(Beginning of DATA SUPPLIED)

PR #14437, opened 2026-07-27
feat(builder): show action/trigger descriptions in the piece selector

AhmadTash:
## Description

Improves the flow-builder **piece selector** search results.

- **Action/trigger descriptions** — search results now show each action's / trigger's description under its name (previously only the display name was shown); the result rows are sized to fit the extra line.
- **Empty-state copy** — the piece-selector empty state now reads "No results found" instead of "No pieces found" (the selector searches actions/triggers, not only pieces), with ar/ru translations added.

Split out of #14402, which is now solely the connected-account identifier feature.

## How was this tested?

Manually on a Community-edition dev instance: descriptions render under action/trigger names in the piece selector, and the empty state shows "No results found". `web` typecheck + lint are green.

Not exercised on EE / Cloud edition paths (frontend-only, edition-agnostic).

Fixes # (n/a)


AhmadTash:
@greptileai review this

Louai-Zokerburg (approved):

(End of DATA SUPPLIED)

**AIM OF THE EXERCISE**. Each line above, from the one that contains "Not exercised on" to the last line of the records, should be repeated exactly. Leave out all others.

**SOLUTION TO THIS TASK**.
Not exercised on EE / Cloud edition paths (frontend-only, edition-agnostic).

Fixes # (n/a)


AhmadTash:
@greptileai review this

Louai-Zokerburg (approved):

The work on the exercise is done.